**SOURCE DATA**:
PR #21727, opened 2025-03-12
fix: Incorrect multithread path taken for aggregations

### LINKED ISSUE #21325: test_categorical_min_max (and probably the actual Categorical APIs) gives wrong answer when POLARS_MAX_THREADS=1 (or 2)
### Checks

### Reproducible example

```shell-session
$ POLARS_MAX_THREADS=1 pytest -v tests/unit/datatypes/test_categorical.py -k categorical_min_max
```

(In CI I was also seeing this with POLARS_MAX_THREADS=2, but it seems to happen inconsistently on my (much faster than GHA runners) desktop. With 1 it seems to happen consistently on my computer at least.)

### Log output

```shell
tests/unit/datatypes/test_categorical.py::test_categorical_min_max FAILED                                                                                             [100%]

================================================================================= FAILURES ==================================================================================_________________________________________________________________________ test_categorical_min_max __________________________________________________________________________tests/unit/datatypes/test_categorical.py:1004: in test_categorical_min_max
    assert result.to_dict(as_series=False) == {"a": ["foo"], "b": ["bar"], "c": ["foo"]}
E   AssertionError
========================================================================== short test summary info ==========================================================================FAILED tests/unit/datatypes/test_categorical.py::test_categorical_min_max - AssertionError
```

### Issue description

The test fails. If I print out `result.to_dict(as_series=False)` it appears to be `{'a': ['foo'], 'b': ['foo'], 'c': ['foo']}`.

### Expected behavior

The number of threads shouldn't affect the results of the function.

### Installed versions

<details>

```
1.22.0, but also with git main.
```

</details>

mcrumiller:
Fixes #21325.

Currently, for aggregations, polars takes the wrong path when `allow_threading` is false, and tries to multithread with only one thread. Conversely, it *never* multithreads when `allow_threading` is true. This PR fixes this.

Once this path is enabled, we have to disable multithreading for categorical min/max, as the multithreaded path is the one that causes problems in the linked issue. The current algorithm `slice`s categorical columns into separate components and computes `min/max` on each, and in the process (I think) a new revmap is computed for each slice and results in the wrong result, or for some other reason (the proper min physical isn't returned in each sub-slice). So I have disabled multithreading in the IR planner--let me know if this is the proper place to do this.

### DIFF
--- a/crates/polars-expr/src/expressions/aggregation.rs
+++ b/crates/polars-expr/src/expressions/aggregation.rs
@@ -761,10 +761,17 @@ where
     #[cfg(not(debug_assertions))]
     let thread_boundary = 100_000;
 
+    // Temporary until categorical min/max multithreading implementation is corrected.
+    #[cfg(feature = "dtype-categorical")]
+    let is_categorical = matches!(s.dtype(), &DataType::Categorical(_, _));
+    #[cfg(not(feature = "dtype-categorical"))]
+    let is_categorical = false;
     // threading overhead/ splitting work stealing is costly..
+
     if !allow_threading
         || s.len() < thread_boundary
         || POOL.current_thread_has_pending_tasks().unwrap_or(false)
+        || is_categorical
     {
         return f(s);
     }
--- a/crates/polars-expr/src/expressions/aggregation.rs
+++ b/crates/polars-expr/src/expressions/aggregation.rs
@@ -762,7 +762,7 @@ where
     let thread_boundary = 100_000;
 
     // threading overhead/ splitting work stealing is costly..
-    if allow_threading
+    if !allow_threading
         || s.len() < thread_boundary
         || POOL.current_thread_has_pending_tasks().unwrap_or(false)
     {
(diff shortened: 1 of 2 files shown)


crates/polars-expr/src/expressions/aggregation.rs
```diff
@@ -762,7 +762,7 @@ where
     let thread_boundary = 100_000;
 
     // threading overhead/ splitting work stealing is costly..
-    if allow_threading
+    if !allow_threading
```
ritchie46, line 765: We can check the column dtype to not be categorical here.

mcrumiller: The issue here is that we would be preventing multithreading on *any* agg operation that produces categoricals, not just the ones we want to restrict. But I don't think at the moment there are any others, so I can do it here.

mcrumiller: @ritchie46 done.

itamarst (commented):
Is it possible to have a unit test for this?

mcrumiller:
Good question. Do we have any tests that explicity test single vs multithreaded behavior? If they did they probably would have caught this issue before. I think setting that up might require a separate pytest run since the `POLARS_MAX_THREADS` is not dynamic.

mcrumiller:
The benchmark failure appears to be unrelated.

mcrumiller:
Ok, even after a rebase I'm still seeing the same benchmark error. Can someone more familiar with the CI help me out here?

crates/polars-expr/src/expressions/aggregation.rs
mcrumiller: @ritchie46 https://github.com/pola-rs/polars/pull/21727/commits/dcb429fa72920b5635791740d790c672c5b0ba65.

I'm not sure why the benchmark test is failing--it may be related. It happened after a rebase as well.

ritchie46: Yeah, the benchmark issue is unrelated. We should check out which user guide snippet that is.

PR #21733, opened 2025-03-13
feat: Add lazy sinks

### LINKED ISSUE #6506: Write multiple parquet files in parallel
### Problem description

Using polars, is it possible/ in the scope to be able to save multiple parquet files in parallel. 

I am thinking of something ~like~ this
```
df1.sink_parquet(path1, lazy = True)
df2.sink_parquet(path2, lazy = True)

pl.collect_all([df1, df2]) # both dataframe are writing to disks here in parallel

```

coastalwhite:
This PR adds a `lazy` boolean flag to all sinks. If this is set to true, the sink returns a `LazyFrame` and `.collect()` needs to be called before it gets executed. The collect returns an empty `DataFrame`. This also now allows combination of `sink_*` and `collect_all`.

# Example

```python
import polars as pl
from pathlib import Path

p = Path("./")

lf = pl.LazyFrame({"a": [1, 2, 3]})
lf1 = lf.sink_parquet(p / "a.parquet", lazy=True)
lf2 = lf.sink_csv(p / "a.csv", lazy=True)

assert not Path(p / "a.parquet").exists()
assert not Path(p / "a.csv").exists()

pl.collect_all([lf1, lf2])
```

Fixes #6506.

### DIFF
--- a/crates/polars-lazy/src/frame/mod.rs
+++ b/crates/polars-lazy/src/frame/mod.rs
@@ -751,8 +751,11 @@ impl LazyFrame {
             engine = Engine::InMemory;
         }
 
-        self.sink(SinkType::Memory, engine, "collect")
-            .map(|df| df.unwrap())
+        self.sink(SinkType::Memory, engine, false, "collect")
+            .map(|df| match df {
+                Ok(df) => df,
+                Err(_) => unreachable!("not lazy"),
+            })
     }
 
     /// Execute all the lazy operations and collect them into a [`DataFrame`].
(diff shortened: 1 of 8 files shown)


thomasfrederikhoeck:
@coastalwhite why return the emtpy dataframe? Could that lead to misunderstandings with a query like:
`pl.scan_csv("somefile").sink_csv("somefile2", lazy=True)collect().with_columns(pl.all() * 2).write_csv("somefile3")`

coastalwhite:
> @coastalwhite why return the emtpy dataframe? Could that lead to misunderstandings with a query like:
> 
> ```python
> pl.scan_csv("somefile").sink_csv("somefile2", lazy=True).collect().with_columns(pl.all() * 2).write_csv("somefile3")
> ```
> 
> Would it make more sense for `.sink_` to not be a LazyFrame but is own type such as `Sink` which could maybe return the file paths instead (or similar)?

Because we don't want to materialize the full dataframe if you don't have to. If you want to both sink and collect, you will need to call `.collect_all()`.

thomasfrederikhoeck:
@coastalwhite the file-path was just a suggestion of something that could be meaningful to return. I think mostly I would be worried about the `collect` returning the empty DF.

gab23r:
Fixed #6506

ritchie46 (approved):

ritchie46:
> Fixed #6506

Almost the CSE part is incoming.

PR #21763, opened 2025-03-15
Python Polars 1.25.1 

ritchie46:


.github/workflows/release-python.yml
```diff
@@ -369,7 +362,7 @@ jobs:
           path: wasm-dist/*.whl
 
   publish-to-pypi:
-    needs: [create-sdist, build-wheels]
+    needs: [create-sdist, build-wheels, build-wheel-pyodide]
```
ritchie46, line 365: Don't publish to pypi if this fails.

PR #21775, opened 2025-03-15
perf: Use binary_search instead of contains in business-day functions

MarcoGorelli:
`holidays` gets sorted by `normalise_holidays`, so `binary_search` can replace `contains`

### DIFF
--- a/crates/polars-ops/src/series/ops/business.rs
+++ b/crates/polars-ops/src/series/ops/business.rs
@@ -37,6 +37,7 @@ pub fn business_day_count(
         polars_bail!(ComputeError:"`week_mask` must have at least one business day");
     }
 
+    // Sort now so we can use `binary_search` in the hot for-loop.
     let holidays = normalise_holidays(holidays, &week_mask);
     let start_dates = start.date()?;
     let end_dates = end.date()?;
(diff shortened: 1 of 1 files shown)


ritchie46 (approved):

crates/polars-ops/src/series/ops/business.rs
```diff
@@ -269,7 +271,7 @@ fn add_business_days_impl(
     mut n: i32,
     week_mask: &[bool; 7],
     n_business_days_in_week_mask: i32,
-    holidays: &[i32],
+    holidays: &[i32], // Caller's responsibility to ensure it's sorted.
```
ritchie46, line 274: We have a `check_sorted`. I think we should verify.

MarcoGorelli: are you sure? this function `add_business_days_impl` is called with a hot for-loop, and is only called from within this file, only from `add_business_days`, and only after `holidays` has been sorted

this function is also hypothesis-tested against NumPy's implementation, with holidays randomly generated in random order

Happy to call `check_sorted` if you prefer of course, just thought I'd explain why IMO it's safe enough to not do so

ritchie46: Ah,  no, not in a hot-loop :see_no_evil: 

Just when we enter Polars from a user perspective. I misread "Caller's" as "User's"`.  Nvm.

**PROBLEM TO SOLVE**: Say how many lines in the records hold the word "build", giving the number by itself.

**EXERCISE RESULT**: 2